Lehnst Du diese Dinge für Dich persönlich ab, weil sie deinen Einstellungen widersprechen, oder lehnst Du diese Dinge generell für jeden in der Gesellschaft ab?


----------



## Rannebert (26. August 2014)

*AW: Pelagisches Angeln*



sevone schrieb:


> Lehnst Du diese Dinge für Dich persönlich ab, weil sie deinen Einstellungen widersprechen, oder lehnst Du diese Dinge generell für jeden in der Gesellschaft ab?

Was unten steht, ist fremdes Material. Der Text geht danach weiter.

PR #492, opened 2012-05-24
Added localized resources

androidmoney:
Added localized resources for the top 10 most common languages for a total of 100 string resources.

### DIFF
--- a/library/res/values-de/abs__strings.xml
+++ b/library/res/values-de/abs__strings.xml
@@ -1,0 +1,32 @@
+<?xml version="1.0" encoding="UTF-8"?>
+<!-- 
+/* //device/apps/common/assets/res/any/strings.xml
+**
+** Copyright 2006, The Android Open Source Project
+**
+** Licensed under the Apache License, Version 2.0 (the "License");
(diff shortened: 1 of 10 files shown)


dancefire:
Why this commit is not pulled? It's very handy for apps with multiple language, otherwise {"abs__xxxx" is not translated in xx} error will be thrown during export apk. It doesn't hurt anything, so please pull.

SimonVT:
This should either be a complete commit which includes all languages in AOSP, or people should manually include strings for languages they support. Just adding 10 is kind of half-assed.

Prototik:
Mmm... For HoloEverywhere i develop "Translator" - grabber of strings from AOSP.
May be run once it for ABS?

JakeWharton:
I don't want this in the core library. ABS is large enough. If people truly want this it can exist in a parallel library project.

JakeWharton:
Please re-submit as another top-level module called `library-i18n` with all AOSP languages included. A script to parse used strings and keep this new module up-to-date given a path to an AOSP clone would also be nice.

Wenns dabei nach mir ginge, dann würde ich angesprochene, und noch einige mehr Dinge generell ablehnen, und der Gesellschaft entziehen.
So leicht geht es dabei aber nicht. Gerade beim angesprochenen Motorsport höre ich schon die Standardargumente, dass doch gerade dort soviel neue Technik entwickelt wird, und auf den Massenmarkt gebracht wird. Ist auch nicht von der Hand zu weisen. Und sollten darüber Methoden zur Reduzierung des Verbrauchs von Fahrzeugen für jederman erschwinglich und zugänglich werden, dann erst recht gut. Nur muss man dabei natürlich das rundherum auch sehen, am wenigsten wird wohl tatsächlich bei den Rennen verblasen, die ganze Logistik rundrum fordert genug. Sicherlich werden dadurch auch Arbeitsplätze geschaffen und erhalten, aber tüchtige und kluge Köpfe könnten auch ganz andere Technologien vorantreiben.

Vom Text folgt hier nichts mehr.